PR #735, opened 2023-06-02
Fix merging locked tokens in case they have same unlock epoch

jacobleygonie:
Fixing an issue reported by the community, where merging 2 XMEX unlocking in the same month (e.g. March 2026) would give an XMEX unlocking at the next month (e.g. April 2026).
Also, adapting the weighted average calculation for the unlock epoch of an XMEX obtained when converting an LKMEX, to make sure the result is not underestimated.


sasurobert (approved):

sasurobert (approved):

psorinionut (approved):

ovidiuolteanu:
These change was taken over and incorporated into https://github.com/multiversx/mx-exchange-sc/pull/750 along with the full test suite for it.
No need to merge this specific PR anylonger.

PR #739, opened 2023-06-26
safe price v2 with distination address

psorinionut:


dex/pair/src/safe_price_view.rs
```diff
@@ -424,4 +505,24 @@ pub trait SafePriceViewModule:
 
         default_offset_rounds
     }
+
+    // legacy endpoints
```
CostinCarabas, line 509: Is there a reason for keeping legacy endpoints?

CostinCarabas (approved):

sasurobert (approved):

PR #745, opened 2023-07-10
safe price v2 README documentation

psorinionut:


dex/pair/README.md
```diff
@@ -213,3 +213,173 @@ The interaction scripts are located in the _dex/interaction_ directory. The scri
...
+
+The new safe price mechanism is an updated module of the __Pair SC__, designed to stabilize prices over a number of rounds, creating a smoother, more predictable pricing pattern in the __xExchange__ liquidity pools. The mechanism achieves this by storing accumulated reserves over time, with each recorded round representing a snapshot of token reserves at that point in time. This collection of reserve data is then processed through a variety of algorithms to compute and retrieve the safe price. Notably, the mechanism operates through a central view factory contract, which manages requests for all active smart contract pairs. The view factory contract accepts the address of the desired pair as a parameter in its view functions, simplifying the process of querying for data.
+
+__Important. The Safe Price module retrieves data independently of the liquidity pool's state. As such, even if a pair smart contract is paused, the safe price module will continue to return data. If an external contract requires more control or context concerning the data, it needs to first check the liquidity pool's status manually and subsequently utilize the safe price data according to its needs.__
```
ovidiuolteanu, line 224: Nice!

dex/pair/README.md
```diff
@@ -213,3 +213,173 @@ The interaction scripts are located in the _dex/interaction_ directory. The scri
...
+
+## Features
+
+- __Accumulated Reserves:__ The mechanism consistently stores the accumulated reserves over time. Each round creates a snapshot of the token reserves for that time, with the weight of a __PriceObservation__ for a round being the difference between the last saved round and the current one.
```
ovidiuolteanu, line 228:
```suggestion
- __Accumulated Reserves:__ The mechanism consistently stores the accumulated reserves over time. Each round in which the liquidity pool contract is used creates a snapshot of the token reserves for that time, with the weight of a __PriceObservation__ for a round being the difference between the last saved round and the current one.
```

dex/pair/README.md
```diff
@@ -213,3 +213,173 @@ The interaction scripts are located in the _dex/interaction_ directory. The scri
...
+- __Price Observations:__ Each round's reserves, once calculated and stored, are then saved in a __PriceObservation__ struct for the subsequent round (n+1). This allows for a clear record of price changes and liquidity over time.
+- __Circular List Storage and Binary Search:__ Price observations are stored in a circular list, which is an efficient data structure for storing the rolling price data. A binary search algorithm is used to find specific __PriceObservations__ in this list.
+- __Linear Interpolation:__ If a price observation was not saved for a requested round, the algorithm will perform a linear interpolation between the nearest price observations to estimate the price for that round.
```
ovidiuolteanu, line 231:
```suggestion
- __Linear Interpolation:__ If a price observation is not available for a queried round, the algorithm will perform a linear interpolation between the nearest price observations to estimate the price for that round.
```

dex/pair/README.md
```diff
@@ -213,3 +213,173 @@ The interaction scripts are located in the _dex/interaction_ directory. The scri
...
+- __Error Handling:__ To maintain data integrity, a request for a price observation older than the oldest stored observation will result in a SC error. This mechanism helps to prevent the use of outdated or non-existent data.
```
ovidiuolteanu, line 232:
```suggestion
- __Error Handling:__ To maintain data integrity, a query for a price observation older than the oldest stored observation will result in a SC error. This mechanism helps to prevent the use of outdated or non-existent data.
```

dex/pair/README.md
```diff
@@ -213,3 +213,173 @@ The interaction scripts are located in the _dex/interaction_ directory. The scri
...
+- __Versatile Safe Price Request Inputs:__ The mechanism offers several view functions, each providing a different way to request the safe price. These views give users flexibility in querying the safe price by either providing all necessary parameters or using default ones.
```
ovidiuolteanu, line 233:
```suggestion
- __Versatile Safe Price Request Inputs:__ The mechanism offers several view functions, each providing a different way to query the safe price. These views give users flexibility in querying the safe price by either providing all necessary parameters or using default ones. 
```

dex/pair/README.md
```diff
@@ -213,3 +213,173 @@ The interaction scripts are located in the _dex/interaction_ directory. The scri
...
+- __Circular List Storage and Binary Search:__ Price observations are stored in a circular list, which is an efficient data structure for storing the rolling price data. A binary search algorithm is used to find specific __PriceObservations__ in this list.
+- __Linear Interpolation:__ If a price observation was not saved for a requested round, the algorithm will perform a linear interpolation between the nearest price observations to estimate the price for that round.
+- __Error Handling:__ To maintain data integrity, a request for a price observation older than the oldest stored observation will result in a SC error. This mechanism helps to prevent the use of outdated or non-existent data.
+- __Versatile Safe Price Request Inputs:__ The mechanism offers several view functions, each providing a different way to request the safe price. These views give users flexibility in querying the safe price by either providing all necessary parameters or using default ones. 
+
+## Endpoints
```
ovidiuolteanu, line 235:
```suggestion
## Endpoints available on the View factory contract
```

dex/pair/README.md
```diff
@@ -213,3 +213,173 @@ The interaction scripts are located in the _dex/interaction_ directory. The scri
...
+    #[view(getSafePriceByTimestampOffset)]
+    fn get_safe_price_by_timestamp_offset(
+        &self,
+        pair_address: ManagedAddress,
+        timestamp_offset: u64,
+        input_payment: EsdtTokenPayment,
+    ) -> EsdtTokenPayment
+```
+
+A more specific view function, it allows you to retrieve the safe price by specifying the pair address, a timestamp offset, and input payment. It basically converts the timestamp_offset value to a generic round_offset, by dividing it with the constant value __SECONDS_PER_ROUND__.
```
ovidiuolteanu, line 294: Something to note for the future & timestamp related implementations: SECONDS_PER_ROUND is not a permanent constant. If protocol changes this (and I guarantee it will at some point), we'll start feeding incorrect averages until we upgrade the view contract.

dex/pair/README.md
```diff
@@ -213,3 +213,173 @@ The interaction scripts are located in the _dex/interaction_ directory. The scri
...
+        liquidity: BigUint,
+    ) -> MultiValue2<EsdtTokenPayment, EsdtTokenPayment>
+```
+
+This function allows you to simulate the value of both tokens within a liquidity pool based on a provided LP token amount. It receives the pair address, a timestamp_offset and the amount of LP tokens as parameters. Again, like the __getLpTokensSafePriceByRoundOffset__ endpoint, which automatically computes the start and end rounds of the query, this function calculates the round offset by dividing the timestamp_offset to a generic __SECONDS_PER_ROUND__ constant value.
+The function returns two output payments, one for each token in the pair, with their values computed at the safe price.
+
+## Legacy endpoints
+
+In order to avoid backwards compatibility issues, the two legacy endpoints from Safe Price V1 were kept, but they now use the new Safe Price V2 logic. One important aspect here is that they are not part of the Safe Price V2 view factory contract, but instead they are actual endpoints in the __Pair SC__.
```
ovidiuolteanu, line 359:
```suggestion
In order to avoid backwards compatibility issues, the two legacy endpoints from Safe Price V1 were kept, but they now use the new Safe Price V2 logic. One important aspect here is that they are not part of the Safe Price V2 view factory contract, but instead they are actual endpoints in the __Pair SC__.
__Important. These endpoints are planned to be phased out at any point in future, thus we consider them as deprecated and we recommend the usage of the ones available in the View factory contract.__
```

ovidiuolteanu (changes requested):

dex/pair/README.md
psorinionut: Added a information point:
__Important. The output of this endpoint (and any timestamp related endpoint) will return reliable data as long as the timestamp constant will remain unchanged at the protocol level.__

sasurobert (approved):

ovidiuolteanu (approved):

PR #761, opened 2023-08-16
Governance v2 energy updates

CostinCarabas:


energy-integration/governance-v2/src/views.rs
```diff
@@ -45,6 +45,19 @@ pub trait ViewsModule:
         }
     }
 
+    #[view(getUserVotingPower)]
+    fn get_user_voting_power(&self, user_address: ManagedAddress) -> BigUint {
+        let user_quorum = self.get_energy_amount_non_zero(&user_address);
+        user_quorum.sqrt()
```
dragos-rebegea, line 51: i would declare a method smoothing_function and use that everywhere. If the smoothing function will change there is only one place where the change will be applied

energy-integration/governance-v2/src/views.rs
```diff
@@ -45,6 +45,19 @@ pub trait ViewsModule:
         }
     }
 
+    #[view(getUserVotingPower)]
+    fn get_user_voting_power(&self, user_address: ManagedAddress) -> BigUint {
+        let user_quorum = self.get_energy_amount_non_zero(&user_address);
```
dragos-rebegea, line 50: I think it would be better no to have a required in the view, but return 0, if the user does not have energy.
Otherwise the vm query will return this:
```
{
	"data": {
		"data": {
			"returnData": null,
			"returnCode": "user error",
			"returnMessage": "No energy",
			"gasRemaining": 0,
			"gasRefund": 0,
			"outputAccounts": {},
			"deletedAccounts": null,
			"touchedAccounts": null,
			"logs": [
				{
					"identifier": "aW50ZXJuYWxWTUVycm9ycw==",
					"address": "erd1qqqqqqqqqqqqqpgqa7w2q8y9pma9k78kgtr3e5ndyzusj0h5czfs39xd2p",
					"topics": [
						"AAAAAAAAAAAFAO+coByFDvpbePZCxxzSbSC5CT70wJM=",
						"Z2V0VXNlclZvdGluZ1Bvd2Vy"
					],
					"data": "CglydW50aW1lLmdvOjExNzIgW2Vycm9yIHNpZ25hbGxlZCBieSBzbWFydGNvbnRyYWN0XSBbZ2V0VXNlclZvdGluZ1Bvd2VyXQoJcnVudGltZS5nbzoxMTcyIFtlcnJvciBzaWduYWxsZWQgYnkgc21hcnRjb250cmFjdF0gW2dldFVzZXJWb3RpbmdQb3dlcl0KCXJ1bnRpbWUuZ286MTE2OSBbTm8gZW5lcmd5XQ=="
				}
			]
		}
	},
	"error": "",
	"code": "successful"
}
```

CostinCarabas: Fixed in the following commit with `get_energy_amount` instead of `get_energy_amount_non_zero`.
For 0 cases, the smoothing function will handle it.

dragos-rebegea (approved):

###

Work out how many lines of the listing above include the word "there". Report only the number.

2